Encadrer la recherche
Un travail de fond a été réalisé dans les années 2000 sur la déclaration des conflits d’intérêts éventuels des auteurs d’articles scientifiques, mais l’influence des laboratoires se fait encore sentir sur les recherches, estimait notamment l'Organisation mondiale de la santé dans un rapport de 2009.
Au sein de l’AP-HP, les associations de services font figure de talon d’Achille. Ces petites structures – dont le nombre dépasserait les 400 d’après Martin Hirsch, président de l’AP-HP – reçoivent les financements des laboratoire pour des études cliniques. Les chercheurs peuvent y avoir accès de manière souple, pour recruter du personnel de recherche par exemple.
Mais la gestion de ces fonds peut être un peu occulte, estiment les auteurs du rapport. Ils conseillent d’utiliser la fondation hospitalière de l ‘AP-HP, créée à la fin de l’année dernière pour recueillir les financements et les réattribuer aux équipes de recherche, de manière plus équitable et plus transparente. Une transition devrait se faire progressivement, jusqu’à la fin de l’année 2017, a précisé Martin Hirsch
Surveiller la formation
Reste un chantier important, peut-être le plus risqué pour les médecins. La formation continue et l’information sont sans doute les domaines les moins contrôlés.
Le rapport conseille une refonte du système de visiteurs médicaux. Il fait référence à une enquête réalisée auprès d’internes de cardiologie, dont les deux tiers déclaraient s’être vus offrir des repas par les laboratoires médicaux sur leur lieu de travail plusieurs fois par semestre, et dont plus de la moitié déclaraient être régulièrement invités en dehors du service. Au total, ils voyaient en moyenne sept visiteurs médicaux par mois.
« Les démarches spontanées auprès des médecins, et de plus en plus, des infirmières, doivent cesser, a confié Martin Hirsch dans un entretien accordé au Monde. Nous allons donc modifier le règlement de l’AP-HP pour mieux les encadrer ».
L’information médicale repose aussi sur les leaders d’opinion. Présents dans les médias pour l’information au grand public, mais également dans les congrès et dans les médias spécialisés, ils ont une influence énorme sur les retombées financières des laboratoires pharmaceutiques. Leurs déclarations d’intérêts doivent être élargies, mieux encadrées, et plus rigoureuses.

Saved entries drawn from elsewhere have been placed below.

PR #480, opened 2018-12-26
Temporary partial solution to the group info/edit screen mess

Simon-Laux:
contacts_workaround
+ More visual difference for members and contacts
+ Group members are now at the top

### DIFF
--- a/src/renderer/components/ContactList.js
+++ b/src/renderer/components/ContactList.js
@@ -51,10 +51,10 @@ class ContactList extends React.Component {
   }
 
   render () {
-    const { childProps, onContactClick, sortFunc } = this.props
+    const { childProps, onContactClick, filter } = this.props
     let contacts = this.props.contacts
     if (!contacts) contacts = this._getContacts()
-    if (sortFunc) contacts = contacts.sort(sortFunc)
+    if (filter) contacts = contacts.filter(filter)
     return <div>
       <SearchInput
         onChange={this.handleSearch}
--- a/src/renderer/components/ContactList.js
+++ b/src/renderer/components/ContactList.js
@@ -51,9 +51,10 @@ class ContactList extends React.Component {
   }
 
   render () {
-    const { childProps, onContactClick } = this.props
+    const { childProps, onContactClick, sortFunc } = this.props
     let contacts = this.props.contacts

Enfin, la formation continue, via les congrès médicaux, expose le personnel médical à des cadeaux déguisés. « Elle est financée en France à hauteur de 98 % par l’industrie pharmaceutique (prise en charge notamment de frais de congrès, de déplacements, achat de documentation scientifique, e-learning,...). Le détail de ces financements demeure opaque, estime le rapport. Il se situerait dans une fourchette de 300 à 600 millions d’euros.

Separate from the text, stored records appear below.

PR #485, opened 2018-12-27
Handle self not in group error

ralphtheninja:
Fixes:

screenshot from 2018-12-27 14-23-25

### DIFF
--- a/src/main/deltachat.js
+++ b/src/main/deltachat.js
@@ -117,19 +117,21 @@ class DeltaChatController extends events.EventEmitter {
       log.warning(warning)
     })
 
-    dc.on('DC_EVENT_ERROR', (error) => {
-      this.emit('DC_EVENT_ERROR', error)
+    const onError = error => {
+      this.emit('error', error)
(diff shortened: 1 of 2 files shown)


src/main/deltachat.js
```diff
@@ -117,19 +117,21 @@ class DeltaChatController extends events.EventEmitter {
...
     dc.on('DC_EVENT_ERROR_NETWORK', (first, error) => {
-      this.emit('DC_EVENT_ERROR_NETWORK', first, error)
-      log.error(error)
+      onError(error)
     })
 
     dc.on('DC_EVENT_ERROR_SELF_NOT_IN_GROUP', (error) => {
-      this.emit('DC_EVENT_SELF_NOT_IN_GROUP', error)
-      log.error(error)
+      onError(error)
```
ralphtheninja: Time to refactor this now since we had three events doing the same thing. We emit `'error'` from the delta chat controller, and the ui should present all this to the user regardless of what type of error it was.

Issue #482, opened 2018-12-26
No chats, no Divider


Simon-Laux:
![no_chats_no_divider](https://user-images.githubusercontent.com/18725968/50459903-36aff880-0970-11e9-929c-900167654c40.png)

Simon-Laux:
Ah just noticed that you don't even have a divider with chats... although the scrollbar acts like one...
Nevertheless we need a divider IMHO.

Simon-Laux:
@Jikstra

ralphtheninja:
Agreed. We need a divider regardless if there are chats or not.

PR #486, opened 2018-12-27
add a divider between chatlist and chatview

Simon-Laux:
#482 
@Jikstra approved it IRL


ralphtheninja:
@Simon-Laux Also nice that you are using upstream directly :)

Issue #502, opened 2018-12-30
Translation fallback for language variants


ralphtheninja:
See https://github.com/deltachat/deltachat-desktop/pull/422#issuecomment-450535198

`electron` has support for the following locales https://electronjs.org/docs/api/locales (`app.getLocale()`)

PR #518, opened 2019-01-02
Use locale fallback, e.g. en-US falls back to en if it does not exist

ralphtheninja:
Closes https://github.com/deltachat/deltachat-desktop/issues/502

### DIFF
--- a/src/localize.js
+++ b/src/localize.js
@@ -1,9 +1,3 @@
-module.exports = {
-  setup,
-  translate,
-  getLocaleMessages
-}
-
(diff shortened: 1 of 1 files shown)


Jikstra:
Is there a easy way to test this by setting some environment variables?

ralphtheninja:
> Is there a easy way to test this by setting some environment variables?

I guess you could edit your `~/.config/DeltaChat/config.json` file:

screenshot from 2019-01-02 15-12-26

Just change locale to e.g. `en-US`

Issue #493, opened 2018-12-28
autocrypt setup message dialogue stays open


muelli:
- Platform (linux/mac/windows):
linux

- Delta Chat Desktop Version:
0.97.0

- Expected behavior:

I expected the autocrypt setup dialogue to go away once successful.

- Actual behavior:

it stays open

- Steps to reproduce the problem:

successfully transfer your key using autocrypt setup message

- Screenshots:

![screenshot from 2018-12-28 19-02-37](https://user-images.githubusercontent.com/322807/50524046-c4f0bf80-0ad3-11e9-979c-165321973c1c.png)

- Logs:

PR #524, opened 2019-01-04
Use provided onClose() method (this.onClose() does not exist)

ralphtheninja:
Closes https://github.com/deltachat/deltachat-desktop/issues/493


src/renderer/components/dialogs/SetupMessage.js
```diff
@@ -131,7 +131,7 @@ class SetupMessage extends React.Component {
     } else {
       this.setState({ loading: false })
       this.props.userFeedback({ type: 'success', text: tx('autocrypt_correct_desktop') })
-      this.onClose()
+      this.props.onClose()
```
ralphtheninja: This is yet another bug that happened during rewrite/refactoring.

Pour l'AP-HP, l'enveloppe s'élèverait à 30 à 40 millions d'euros par an. Selon le rapport, il faudrait introduire un tiers neutre entre les industriels et les praticiens, qui définirait « les profils des praticiens concernés par un congrès et les modalités de prise en charge ». Le rapport pose aussi la question d’un financement partiel de la part des professionnels, et souhaite inciter le développement des moyens de visioconférence.